I do know (from the mouth of my Sigung who was there) that Bruce did teach his original teachings all the way up to his death! Was that all he taught? No. But to achieve Jeet Kune Do we have to follow a process that begins with Jun Fan as a base. If we as individuals find that Jun Fan is "usefull," then there is no need to "discard" it.

Thats what its about. My Jeet Kune Do is not your Jeet Kune Do, it never will be, nor can it ever be close. Because it is in the mind just as much as it is in the body. But if anyone thinks that it is "all" in the mind and that there is no art, then they are wrong.

But to think that because Bruce evolved as an individual martial artist and that "he moved" and no longer practiced or taught his Jun Fan is rediculous.


----------



## KennethKu (May 31, 2003)

With all due respect, what is ridiculous is the notion that Bruce Lee came up with JKD on day 1, that everything Lee ever touched was JKD.  Just like everybody else who has invented or created or discovered something meaningful, Bruce Lee learned, experimented, *discarded*, and *refined* in an evolving process.

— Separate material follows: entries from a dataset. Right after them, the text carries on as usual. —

PR #117, opened 2021-04-23
Fix right axis

alexmaragko:
This PR fixes a double entry of the right side attenuation axis introduced after PR #115 merge. This was caused because I included the right side attenuation axis code (introduced in PR #114) independently in PR #115, because PR #115 was created from a branch before the merge of PR #114. 

Probably this is an example where things can be tricky with multiple pending PRs.

### DIFF
--- a/pahfit/base.py
+++ b/pahfit/base.py
@@ -258,7 +258,7 @@ class PAHFITBase:
             observed spectrum uncertainties
         model : PAHFITBase model
             model giving all the components and parameters
-        scalefac_resid : integer
+        scalefac_resid : float
             Factor multiplying the standard deviation of the residuals to adjust plot limits
         """
         # spectrum and best fit model
--- a/pahfit/base.py
+++ b/pahfit/base.py
@@ -273,16 +273,11 @@ class PAHFITBase:
         ax_att = ax.twinx()  # axis for plotting the extinction curve
         ax_att.tick_params(direction='in')
 
-        ax_att = ax.twinx()  # axis for plotting the extinction curve
-
         # get the extinction model (probably a better way to do this)
         for cmodel in model:
             if isinstance(cmodel, S07_attenuation):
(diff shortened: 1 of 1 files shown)


karllark:
Thanks for catching this.  Is is ready to merge?

alexmaragko:
Yes it is ready to merge. I would be also happy to know what is the proper way to deal with such cases. Should I have made the PR without including the PR #114 code? If so the right side axis in my PR would not be present. Perhaps there is a way to update the branch you are working on with the upstream without loosing your work (?)

karllark:
Thanks.  Will merge.

Yes, there is a way to handle this case.  You can always rebase a branch to the latest master branch.  You can read up on rebasing, it is a pretty standard technique.  I do this with these commands:

```
git checkout master
git fetch upstream
git merge upstream/master
git checkout <branch_name>
git rebase master
```
Note that conflicts can happen that you need to manually fix.  The git rebase command tells you how to do this and how to resume the rebase.

After such rebasing, you'll need to "force" your push to github as you are rewriting the commit history of your branch.  The `git push` command will fail and tell you how to do this.  (just adding a `--force` to the command if my memory serves).

karllark (approved):
Looks great.

alexmaragko:
> Thanks. Will merge.
> 
> Yes, there is a way to handle this case. You can always rebase a branch to the latest master branch. You can read up on rebasing, it is a pretty standard technique. I do this with these commands:
> 
> ```
> git checkout master
> git fetch upstream
> git merge upstream/master
> git checkout <branch_name>
> git rebase master
> ```
> 
> Note that conflicts can happen that you need to manually fix. The git rebase command tells you how to do this and how to resume the rebase.
> 
> After such rebasing, you'll need to "force" your push to github as you are rewriting the commit history of your branch. The `git push` command will fail and tell you how to do this. (just adding a `--force` to the command if my memory serves).

Good to know, thank you!

PR #123, opened 2021-05-26
fixed typo in article ref in component_models.py

els1:
Fixed typo:
Kemper, Vriend, & Tielens instead of Kemper, Vreind, & Tielens.


karllark (approved):
Looks great!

If you asked Ted Wong, Bruce Lee's last private student as well as one of his closest friends, he would tell you that what Bruce Lee taught when he was in Seattle (all the Jun Fan stuffs) was vastly different from what he later taught when in LA.  In the early days when in Seattle (supposedly what your instructor was involved in), Lee was more leaning to Wing Chun and other Chinese Kung Fu stuffs.  His horizon boraden widely in time.  JKD is the refined product, an improved version of Jun Fan.  However, Bruce didn't leave a lot of materials, in terms of techniques, regarding JKD to be passed on. (His JKD Bible, "The Tao of JKD" is at least 30-40% nothing more than Lee's half-baked attempt at philosophy.) He wasn't thinking of preserving JKD as he wasn't thinking of dying so soon.  JKD was a work-in-progress. So later on, people who want to make a living teaching JKD, find that JKD is very *simple* and there isn't much to teach, hence you can't really charge a lot of sessions.  (JKD is simple, and you can ask Ted Wong to verify this.) So, they dig up Jun Fan and BINGO!  You can make a lot of money teaching ChiSao and other Wing Chun stuffs that take forever to play around before the students wise up.    The reality is, at the end, Lee deemphasized ChiSao. This comes straight from his confidents and private students, Takimura and Ted Wong's mouths.  These two are his diehard loyalists and would never distort Lee's legacy.


----------



## bob919 (Jun 1, 2003)

john littles 'jeet kune do' is far better organised than tao of jeetkune do and just genrally better it basically has the same info but better organised and added to 

BTW john little was just the editor but he did a great job


----------



## James Kovacich (Jun 2, 2003)

> _Originally posted by KennethKu _
> *With all due respect, what is ridiculous is the notion that Bruce Lee came up with JKD on day 1, that everything Lee ever touched was JKD.  Just like everybody else who has invented or created or discovered something meaningful, Bruce Lee learned, experimented, discarded, and refined in an evolving process. If you asked Ted Wong, Bruce Lee's last private student as well as one of his closest friends, he would tell you that what Bruce Lee taught when he was in Seattle (all the Jun Fan stuffs) was vastly different from what he later taught when in LA.  In the early days when in Seattle (supposedly what your instructor was involved in), Lee was more leaning to Wing Chun and other Chinese Kung Fu stuffs.  His horizon boraden widely in time.  JKD is the refined product, an improved version of Jun Fan.  However, Bruce didn't leave a lot of materials, in terms of techniques, regarding JKD to be passed on. (His JKD Bible, "The Tao of JKD" is at least 30-40% nothing more than Lee's half-baked attempt at philosophy.) He wasn't thinking of preserving JKD as he wasn't thinking of dying so soon.  JKD was a work-in-progress. So later on, people who want to make a living teaching JKD, find that JKD is very simple and there isn't much to teach, hence you can't really charge a lot of sessions.  (JKD is simple, and you can ask Ted Wong to verify this.) So, they dig up Jun Fan and BINGO!  You can make a lot of money teaching ChiSao and other Wing Chun stuffs that take forever to play around before the students wise up.    The reality is, at the end, Lee deemphasized ChiSao. This comes straight from his confidents and private students, Takimura and Ted Wong's mouths.  These two are his diehard loyalists and would never distort Lee's legacy. *



First, my instructor was not "supposedly" in the Seattle school. My Sigung was James Lees student before Bruce came to Oakland from Seattle and he was James student until James died in 1972. Heres his sons (my Sifu) site:
http://www.geocities.com/Tao_Of_Gung_Fu/The_Nucleus_Of_Gung_Fu.html

Like I stated, if the Jun Fan is still useful, there is NO need to reject it.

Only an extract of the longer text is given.